**WORK REQUEST:** In the records that follow, locate every line with "rated" and extract it.

★ ★ ★ ★ ★

PR #276, opened 2020-07-11
Comments and cleanup

kdeme:


eth/p2p/discoveryv5/dcli.nim
```diff
@@ -32,7 +32,7 @@ type
 
     nodeKey* {.
       desc: "P2P node private key as hex.",
-      defaultValue: PrivateKey.random().expect("Properly intialized private key")
+      defaultValue: PrivateKey.random(keys.newRng()[])
```
arnetheduck, line 35: generally good to use a single instance per application

arnetheduck: I'll just  assume the value is calculated at runtime :) ping @zah

kdeme: > generally good to use a single instance per application

Yeah, I realized that, but didn't find to time to look into how, see my comment on the same issue here: https://github.com/status-im/nim-waku/blob/7ccbcf17c9f905c2b8900fc9411d8a748634448e/waku/node/v1/config.nim#L96

kdeme: I guess I could do it by creating it into a `Some` value and then creating that key later in the application. Just slightly annoying.

zah: It's OK, the code follows established practices:
https://xkcd.com/221/

p.p.
It's fine really, the defaultValue expression is evaluated inside the `load Configuration` call.

PR #281, opened 2020-07-14
Add discv5 fuzzing test targets

kdeme:
Next to the test added here https://github.com/status-im/nim-eth/pull/274, some other fuzzing tests I've been running


arnetheduck:
where is it documented how to run the fuzzing tests? the readme doesn't mention them

kdeme:
hmm, right, it only gives the `rlp_inspect` example. I'll clarify the readme a bit.

Issue #267, opened 2020-07-08
Allow for updating of ENR of nodes in the routing table


kdeme:
In case we receive an ENR of a node (either through handshake or through findNode) which has a seqNumber > than the current one. This node its ENR should be updated.

Additionally, we should not always request an ENR at handshake, which we currently enforce by setting the sequence number always to 0. See https://github.com/status-im/nim-eth/blob/master/eth/p2p/discoveryv5/encoding.nim#L253 and https://github.com/status-im/nim-eth/blob/master/eth/p2p/discoveryv5/protocol.nim#L225

kdeme:
Might also want to add the request of a new ENR on ping/pong: https://github.com/status-im/nim-eth/blob/master/eth/p2p/discoveryv5/protocol.nim#L663

kdeme:
Tagged a security implication, as nodes could store lots of old ENRs and then send them on requests.

PR #283, opened 2020-07-17
Enr updating

kdeme:
This should fix https://github.com/status-im/nim-eth/issues/267 

Still want to update/add some tests on this.


eth/p2p/discoveryv5/encoding.nim
```diff
@@ -103,22 +103,26 @@ proc encodeAuthHeader*(rng: var BrHmacDrbgContext,
   var resp = AuthResponse(version: 5)
   let ln = c.localNode
 
-  # TODO: What goes over the wire now in case of no updated ENR?
```
kdeme, line 106: So without these changes, nothing was being send (as record.raw is empty).
With the changes an empty rlp list is send, as per specification.

Issue #242, opened 2020-05-28
Store handshake secrets in an LRU cache instead of current database


kdeme:
Handshake negotiated secrets that are required for passing messages to and from nodes are currently stored in `DiscoveryDB` (which is basically `TrieDatabaseRef`), and for which an in memory database is used currently. 

The key used to store the secrets is a combination of `NodeId` and `Address` (as suggested by the spec).
Now, secrets can be stored for nodes that are in our routing table, but also for nodes that are not in our Routing Table. Reason can be that e.g. a bucket is full, or a node is not eligible for being added e.g. because it has no valid address in its ENR. 
This means that for the nodes not stored in the routing table we can't actually delete the secrets unless we stored them in some other table.

I think a LRU cache would be more simple here to replace the database and solve the above issue, and the nice side effect of limiting the entries (e.g. not an entry necessarily for each node in the routing table) 

I believe a persistent (non memory db) storage for these secrets is not needed as these secrets are supposed to be ephemeral.
An optional persistent db will still be useful of course for storing "highly rated" peers to seed from after a restart: https://github.com/status-im/nim-eth/issues/189

kdeme:
> This means that for the nodes not stored in the routing table we can't actually delete the secrets unless we stored them in some other table.

To be clear, this is currently not done and thus some handshakes will be stored and never deleted (mem leakage as it is a memory db typically).

PR #292, opened 2020-09-08
Replace memory db with lrucache for temporary storage of sessions

kdeme:
to resolve https://github.com/status-im/nim-eth/issues/242


kdeme:
Screenshot_2020-09-08 New dashboard - Grafana(1)
CPU (rated over 60s) & memory metric of two nodes (one with this PR, one without) that are being "attacked" by creating continiously new nodes and starting handshakes.

(Actually cheated on the node without this PR, as I disabled also shared secrets removal on replaceNode, to make it easier :), but nevertheless it would be possible by creating nodes in certain nodeid space )

PR #293, opened 2020-09-10
support closing kvstore databases

tersec:


eth/db/kvstore.nim
```diff
@@ -108,6 +120,9 @@ proc put*(db: MemStoreRef, key, val: openArray[byte]): KvResult[void] =
   db.records[@key] = @val
   ok()
 
+proc close*(db: MemStoreRef): KvResult[void] =
+  ok()
```
arnetheduck, line 124: shouldn't this clear the memory store at least?

arnetheduck (approved):

eth/db/kvstore.nim
tersec: https://github.com/status-im/nim-eth/pull/293/commits/9759b4b7b85acccd2efc7d6b243a67a729089c42

PR #294, opened 2020-09-18
close sqlite transactions earlier

arnetheduck:
If the database is locked for reading, as it is when step returns ROW,
writes cannot checkpoint the wal leading to ever-increasing wal sizes
and a long delay at shutdown.

By resetting the transaction early, writes become more independent of
reads, memory is released earlier and wal can be checkpointed.


stefantalpalaru (approved):
Works for me. The WAL file does not shrink when checkpointed, but it seems to have hit its maximum size at 6.8 MiB.

arnetheduck:
databases rarely shrink files, but the wal in particular is removed on regular shutdowns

★ ★ ★ ★ ★

**RESULT:**
An optional persistent db will still be useful of course for storing "highly rated" peers to seed from after a restart: https://github.com/status-im/nim-eth/issues/189
CPU (rated over 60s) & memory metric of two nodes (one with this PR, one without) that are being "attacked" by creating continiously new nodes and starting handshakes.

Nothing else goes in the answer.